A question that should be solved with pigeonhole but I'm having problems.
$a_1,a_2,a_3,...,a_{77}$ are positive integers.
We are given that $a_1+a_2+a_3+...+a_{76}+a_{77} < 133$
Show that there are numbers $k,l \in \{1,2,3,...,77\}$ such that $ k<l$ and:
$a_k+a_{k+1}+a_{k+2}+...+a_{l-1}+a_l = 21$
Let $s_k = a_{11k+1} + \cdots + a_{11k+22}$, for $0\leq k \leq 5$. Then $s_0 + \cdots + s_5 + a_1 + \cdots + a_{11} + a_{67} + \cdots + a_{77} = 2(a_1 + \cdots + a_{77}) \leq 264$. Since each $a_i \geq 1$, this means $s_1 + \cdots + s_5 \leq 242 < 6\cdot 41$. Hence for some $k$, $0\leq k \leq 5$, $s_k < 41$.

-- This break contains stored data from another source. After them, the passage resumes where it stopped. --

PR #13979, opened 2023-05-12
G2 2023 v6 issue#13927 Create testing database

b21kurar:
This PR adds files that creates a database meant for testing.
`DuggaSys/testingdb/testingdb_setup.php` - Sets up a new database with the username + 'testingdb'. e.g `b21kurartestingdb`. This database is then filled with the data from a fresh install of LenaSYS.

`DuggaSys/testingdb/testingdb_queries.sql` - Dump of a freshly installed LenaSYS configuration.

The script also updates `coursesyspw.php` to add a constant containing the name of the testing database. If the constant is already added, the script will not append anything to the file. 

To test:
1. Before running  `testingdb_setup.php`, ensure that the database is not existing (no database named `****testingdb` ) and that `coursesyspw.php` doesn't contain any other defines than the four from a fresh install.
```php
// coursesyspw.php

    define("DB_USER","usr");
    define("DB_PASSWORD","pwd");
    define("DB_HOST","host");
    define("DB_NAME","dbname");
```
Then check after running the file that there is a new database `*****testingdb` with 44 tables containing data from a fresh install of LenaSYS. Also check that `coursesyspw.php` has been updated

```php
// coursesyspw.php
<?php
    define("DB_USER","usr");
    define("DB_PASSWORD","pwd");
    define("DB_HOST","host");
    define("DB_NAME","dbname");
    define("DB_TESTING", "dbnametestingdb"); ?>
```

2. Make sure that the database is reset when existing by making queries to the database and then running the file. It should then return back to 44 tables. 

3. Make sure that `coursesyspw.php` is only updated once, and that the define isn't readded every time it's run.

The file may take a while to finish up, so it may look like it's frozen. Please be patient


b21kurar:
For some reason the include path gets messed up if `coursesyspw.php` is removed from `LenaSYS/coursesyspw.php`, meaning that the `database.php` can't use it's include in line 3. I don't know how this works, and quite frankly am going slightly insane, so I will leave it as is since it's working.

PR #13980, opened 2023-05-12
Add functionality for sequence loop or alternative #13914 #13949 part 2

a21aldsa:
This is a continuation of #13949 since the issue leader accidentally merged that unfinished PR into v6.

Here's what both of these PRs is about though:

I created a new element type called sequenceLoopOrAlt and made the svg for this. I also added the functionality of adding/removing alternatives via a **textbox in the context panel**. These alternatives adjust themselves accordingly to fit and also the whole element changes size to fit them. I also made sure to call state machine so undo/redo should work, although if it doesnt I believe it is a new issue.


b21matfi (approved):
Looks Good!

PR #15709, opened 2024-05-14
create service getAccessedService_ms.php

a22albjo:
This service should run when the GET opt is called. The point of this service is to run the retrieve service without running an other microservice before, this has been implemented in sectioned and showDugga as well.

The service only gathers the opts, makes the necessary includes and runs the retrieve service.


a22iliru (approved):
Works

PR #15710, opened 2024-05-14
Sequence Actor name disappearing when selected

b22samer:
The text element for the Sequence Actor name was given a class of 'text' and to ensure that the name remains visible even when several objects is selected, I changed the class of the text element to 'nameLabel'. Then added a CSS rule to ensure that the text color is set to black (#000) and won't change.


b22jonan (approved):
made sure that this was still a problem in current weekly branch, after that i switched over to the branch for this issue. placed down 3 actors, and selected them using box selection, thier names were still there so id say this solution works

a23fanro (changes requested):
tested again, and as b22jonan said earlier, it looks like it's working.
Can be merged, but has conflicts so waiting for further instructions.
Screenshot 2025-04-08 130837

a23osckr:
Conflict fixed and base branch changed to G3-2025-V1

Issue #15462, opened 2024-05-07
Toggling theme in all pages except sectioned.php will cause errors


a22moamy:
Toggling the theme (dark/white) in all pages except `sectioned.php` will cause errors. This is because it calls `drawSwimlanes()` which is not defined in all other pages. Please remove the calling of `drawSwimlanes()` in all pages except for `sectioned.php`.

PR #15714, opened 2024-05-14
G3 2024 v6 #15462

a22diako:
An error appared in the console before where it said that 'drawswimlane is not defined' when toggling from light to dark mode. 

Therefor the function has been erased from all pages except sectioned and an if or else has been made where the function is only called if available.


a22moamy:
Too many files affected that have no real purpose, PR will be closed

PR #15717, opened 2024-05-14
The drawswimlane function should not be called 

a22diako:
An error appared in the console before where it said that 'drawswimlane is not defined' when toggling from light to dark mode.

Therefor the function has been erased from all pages except sectioned and an if or else has been made where the function is only called if available.

### DIFF
--- a/DuggaSys/sectioned.js
+++ b/DuggaSys/sectioned.js
@@ -2284,6 +2284,13 @@ function drawSwimlanes() {
 
   var momentno = 0;
 
+   // If the drawswimlane exist it will be called here
+   if (typeof drawSwimlanes === 'function') {
+  } else {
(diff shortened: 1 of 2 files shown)


DuggaSys/sectioned.js
```diff
@@ -2284,6 +2284,13 @@ function drawSwimlanes() {
 
   var momentno = 0;
 
+   // If the drawswimlane exist it will be called here
+   if (typeof drawSwimlanes === 'function') {
+  } else {
+    console.log("drawSwimlanes function is not available");
+  }
+
+
```
a22moamy, line 2293: This serves no purpose, remove

a22moamy (changes requested):
See comment

a22moamy (approved):
LGTM!

Issue #15428, opened 2024-05-06
Add new column with cogwheel icon for each list entry in accessed.php


d22mikwe:
After 
- #15425
- #15418 

Currently there are 5 columns for the listed user entries.

![image](https://github.com/HGustavs/LenaSYS/assets/129263393/357830e1-29e1-4e78-b24e-fd6ed2f3b180)

Your job is to add a 6th column named "Edit" to the right of "Password" column.
You should also add a new colum in each user list entry to the right of "Reset PW" button. It should align with the "Edit" Column.
For each user list entry there should be a clickable cogwheel icon in this new column.

Make sure the cogwheel icons are created for newly created users aswell.

The icon should be clickable and open a form. Content of the form will be in another issue.

d22mikwe:
Reverted after weekly merge

PR #15721, opened 2024-05-14
Added an edit column and option to users in accessed.php G3 2024 v6 #15428

a22edvbu:
Added an edit column and option to users in accessed.php. The cogwheel will show a box where users can be edited (this is yet to be implemented, but a placeholder will show).

image

To test this, you can use this link: http://localhost/LenaSYS/DuggaSys/accessed.php?courseid=2&coursevers=97732
Click on the cogwheel and see if the popup will show. This should also be tested for newly created users, which can be made from the fab button.


a22danwe (changes requested):
Part of the red border around the inputfield is hidden behind the next inputfield except for the last one.

bild

all should look like this:
bild

a22danwe (approved):
LGMT! great job you're the best <3

PR #15722, opened 2024-05-14
Updated options for IE-lines

b22davbe:
Changed the options available for IE-lines because the problem that the issue described shouldn't be possible in IE because its just the symbols that should be on the lines using this notation.
image


a22solmi (approved):
This removes labels from IE. Works as intended, all other options are still functional

PR #15723, opened 2024-05-14
Created ms retrieveAllCourseVersions_ms.php issue#15652

a22eriwi:
Created the ms file retrieveAllCourseVersions_ms.php because the code hadn't been included in any other ms yet. The code is taken from the sectionedservice.php file from row 912 - 921.
Have not found where it is used yet but still implemented it because now everything from sectionedservice.php has been or will be implemented shortly.


a22iliru (approved):
Looks good

PR #15726, opened 2024-05-14
Add handling of http status codes in the bfs()-method from gitfetchService

a22oscja:
Essentially the error logging that was put in when bfs() was made asynchronous was outdated. This meant that an issue with it that i had previously fixed was there again (it would simply not log if there was no key).

Other than that I also made the bfs function download more files, as it was very annoying trying to trigger the 403 error when it only downloaded roughly 8 files every time the button was pressed. For that I have simply made it run the download part until it has exhausted its queue by adding a while loop. Unsure if there is a better solution for this, but it is only tangentially related to this issue anyhow.

Testing:
download a github repo until you hit the rate limit (make sure it is actually downloading files and you do not have a key set, as otherwise you will not get anywhere)
see if there is a 403 error and also check the error log in LenaSYS/log/errorlog.txt (it will appear if you do not already have it there)

### DIFF
--- a/DuggaSys/gitfetchService.php
+++ b/DuggaSys/gitfetchService.php
@@ -143,7 +143,6 @@ function getIndexFile($url) {
 
 function bfs($url, $cid, $opt) 
 {
-    $counter = 0;
     // Different URL depending on operation
     date_default_timezone_set("Europe/Stockholm");
     if($opt == "GETCOMMIT"){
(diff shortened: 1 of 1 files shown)


a22oscja:
Also i'll add that the download takes quite a bit of time again (roughly 5 min, better than before atleast), so do not be alarmed and start spamming the button and such.
I also had a weird interaction on the button press where it triggered the 403 error but was unable to test that again, so look out for something like that too.

a20jonda (commented):
Error 403 Shows up after trying to downloading a github repo twice
image
Shows up as  "forbidden" in console.
image
Shows up as a token error in the gitErrorLog.txt
image

Folder and files successfully downloaded in first test course. Took some time before the second test course could download due to the 403.
image

Everything seems to work as intended however I'm unsure about the gitErrorLog.txt and the toast having different descriptions of the error value.

a22edvbu (approved):
Looks good to me. Great work!

Issue #15259, opened 2024-05-02
Sequence Activation overlaps with Actor element


a22vioja:
## Description

It is possible to place Sequence activation over the Actor stickman. It should not be allowed.
<img width="177" alt="Screenshot 2024-05-02 at 10 47 43" src="https://github.com/HGustavs/LenaSYS/assets/129263559/5ccc4f24-44f1-4ad2-8237-0597a283bfe0">

## Job

Find a way to prevent placing Sequence Activation over the stickman.

For clarification, it should not be able to be placed on the stickman,  but should be able to be placed on the dashed line underneath the stickman.

PR #15728, opened 2024-05-14
G1 2024 v6 #15259

a22cazlu:
Created function getTopHeight() that calculate the height of the top object of sequence actor and sequence object. Then there is now a minimum value for y in snapSAToLifeline().


b22jonan (approved):
tried placing a sequence activation on the stickman using the snapping. i was not able to place an activation on the stickman, aswell as the ghost snapping to below the stickman which is a nice feature.

b22jonan:
though it is still possible to get the stickman behind those objects by moving it behind them or by shortening it so that it ends up behind them, but thats another issue for another day

PR #15729, opened 2024-05-14
added functionality to open toolbar by rightclicking on the buttons instead of having to hold click

b22jonan:
added event listener to the buttons that call a function which opens the toolbar, also defered the calling of diagram.js so that its loaded at the end, otherwise this fix wont work.


a22hanfa (approved):
**This works as intended** 

Result:

https://github.com/HGustavs/LenaSYS/assets/129273186/1e9b2de5-785f-4f14-961e-4a217cb1b5c4

PR #15732, opened 2024-05-14
inital/final state resizing #14828

a22solmi:
Removed nodes that only resize in one direction. Modified delta to always resize both directions to the largest size.


a22robko (approved):
I have tested this issue and everything looks good. When you expand the height, the width also expands. I have checked the other functions as well and there seem to be no problems.
In the screenshot, you can see the before and after images of how they look when expanded.
Screenshot 2024-05-14 at 15 39 05Screenshot 2024-05-14 at 15 39 07

Result:
Screenshot 2024-05-14 at 15 43 18

PR #15809, opened 2024-05-15
half Reimplementation of G3 2024 v6 15495 Updated margin-right and style for forms in 2* files

a20jonda:
Copy from #15612.
image

Copy from #15523. (Images are the same on this branch)
There was a conflict with the `Add user` form in accessed and all other forms in courseed- and sectioned-, duggaed.php. The solution was to accept and implement the style without the extra 10px margin. 

Extra: Added missing style class to submit button and missing body element in `Github Moment` form in sectioned.php which was more apparent without the 10px margin. ~~Changed flexwrapper to inputwrapper in `Edit Dugga` to ensure it implements the style of the other forms.~~

image
Note that `Add User` stays the same and will no longer conflict

image
image
image
image


a20jonda:
Looks like change for #15507 got accidently included in this pull

DuggaSys/sectioned.php
b22chran, line 1: A better way to get the styling done here might be a css-class instead of inline-styling. By the look of the code both deadlineminutes and deadlinehours use the same values and could be a class instead.

a20jonda:
image
image
image

b22chran (changes requested):
Good job with creating classes for the styling. The only thing is that the use of "!important" it's not good practice. Should be able to solve it without the use of it.

a20jonda:
I don't really know how to solve !important. Should I just place the classes above the others?

a20jonda:
Hmm, it automatically resolved the merge conflict, that interesting.

b22chran (approved):
Looks great now!

a22moamy:
Will be closed since one of these issues have been solved in another PR and I'm too scared to merge another fix in. Please make another pull request for just issue #15507. Not devs fault, accidentally made duplicate issue.

Issue #15473, opened 2024-05-07
At some screen sizes, "New item"-dropdown does not work due to faulty position


a22moamy:
At some (smaller) screen sizes, the "New item"-dropdown in `sectioned.php` will be slightly pushed to the right, disabling the user from actually selecting an option. 
It will look like this:
![Skärmavbild 2024-05-07 kl  14 28 18](https://github.com/HGustavs/LenaSYS/assets/129263915/037ae69b-dd1f-43d8-a117-b6e322a12128)

It should look more like this:
![Skärmavbild 2024-05-07 kl  14 36 47](https://github.com/HGustavs/LenaSYS/assets/129263915/1e1c2971-c979-439f-8546-47f321c7b728)

To solve the issue, maybe look at the "+"-button, which actually works well no matter the screen size.
The "+"-button in question:
![Skärmavbild 2024-05-07 kl  14 38 47](https://github.com/HGustavs/LenaSYS/assets/129263915/6596a1c7-a84e-40a5-bbf6-851bb4edc8fe)

PR #15811, opened 2024-05-15
Added changes from old branch to new branch

a22natth:
Added the changes from the old branch to the new branch due to problems with the weekly merge, which had resulted in reverting a few commits back (including the one for the issue #15473). Therefore a new branch had to be created which included the adjustments to which fixed the problem of the weird positioning of the dropdown for the new item "+"- button.

### DIFF
--- a/DuggaSys/sectioned.php
+++ b/DuggaSys/sectioned.php
@@ -186,8 +186,8 @@
 				<img src="../Shared/icons/desc_complement.svg" alt='Hide List Content' id="sectionList_arrowStatisticsClosed">
 			</div>
 			<div class='fixed-action-button2 sectioned2'  id="FABStatic2" style="display:none">
-				<input id='addElement'  type='button' value='+' style="margin-right:20px; top:-493px" class='submit-button-newitem' title='New Item' >
-				<ol class='fab-btn-list2' style='display: none;'  reversed id='fabBtnList2'>
+				<input id='addElement'  type='button' value='+' style="margin-right:20px; top:-493px; position:fixed;" class='submit-button-newitem' title='New Item' >
+				<ol class='fab-btn-list2' id='olFabBtnList2' reversed id='fabBtnList2'>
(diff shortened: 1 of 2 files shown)


DuggaSys/sectioned.php
```diff
@@ -186,8 +186,8 @@ function updateGithubDir($pdo, $githubDir, $lid) {
 				<img src="../Shared/icons/desc_complement.svg" alt='Hide List Content' id="sectionList_arrowStatisticsClosed">
 			</div>
 			<div class='fixed-action-button2 sectioned2'  id="FABStatic2" style="display:none">
-				<input id='addElement'  type='button' value='+' style="margin-right:20px; top:-493px" class='submit-button-newitem' title='New Item' >
-				<ol class='fab-btn-list2' style='display: none;'  reversed id='fabBtnList2'>
+				<input id='addElement'  type='button' value='+' style="margin-right:20px; top:-493px; position:fixed;" class='submit-button-newitem' title='New Item' >
```
b22marah, line 189: Fix spacing between attributes, id - type has 2 spaces for instance... Maybe not within the scope of your issue, but would prefer inline-css to be removed since input has an id, and could easily be moved to the css-file

Shared/css/style.css
```diff
@@ -7069,13 +7069,27 @@ only screen and (max-device-width: 568px) {
 
 .fab-btn-list2 {
   position: absolute;
-  padding: 18px 0px 0px;
-  margin: 0px 0px 0px -3px;
-  left: auto;
+  padding: 28px 25px 0px 0px;
+  margin: 0px;
+  left: -55px;
```
b22marah, line 7074: Up for discussion, but would like the use of REM instead of pixels for unit positionings > 4px.. Makes it more responsive

Shared/css/style.css
```diff
@@ -7069,13 +7069,27 @@ only screen and (max-device-width: 568px) {
...
+  height:fit-content;
+}
+
+#FABStatic2{
+  z-index:2;
+}
+
+@media only screen and (max-width: 430px) {
+  .fab-btn-list2 {
+    left: 55px;
```
b22marah, line 7091: Same here

b22marah (changes requested):
Functionality works as expected, and looks good. Besides small adjustments to the code everything LGTM!

b22marah (approved):
LGTM, well done! :)

Issue #15636, opened 2024-05-13
Implement credentialsmanager into newinstaller


a22willi:
Implement the credentials manager into new installer. Make the installer accept json data that specifies db credentials, and writes them to the coursesyspw.php file.

PR #15813, opened 2024-05-15
Merge g3-2024-v7-#15636 into g3-2024-v7.

a22willi:
This has already been merged and tested, but disappeared after fixing several issues related to the weekly merge.


a22moamy (approved):
Looks good!

Issue #15805, opened 2024-05-15
Fix getListEntries_ms_test.php


c22cargo:
The test is failing because no filter is used, which means that the time of creation is included, which will be different depending on when the database was installed.

Use the relevant filter-output.

PR #15822, opened 2024-05-15
G2 2024 v7 issue #15805

c22cargo:
The test should pass. If it doesn't, try reinstalling the database before trying again.


a22iliru (approved):
Works

Issue #15703, opened 2024-05-14
A4 invisible until zoom


a22solmi:
## Description 
When reloading the site the a4 does not show until vertical/horizontal button is pressed and zoom is used.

For such a $k$, consider the sums $r_m = a_{11k+1} + \cdots + a_{11k+m}$, where $0\leq m\leq 21$ ($r_0=0$). Now use pigeonhole to show that some $r_p$ and $r_q$ (with $q>p$) are congruent modulo $21$. Use the size bound on $s_k$ to show that (a) the difference must be exactly 21, and (b) for such a pair $p, q$, we must have $q>p+1$, so that $r_q-r_p$ is the sum we seek.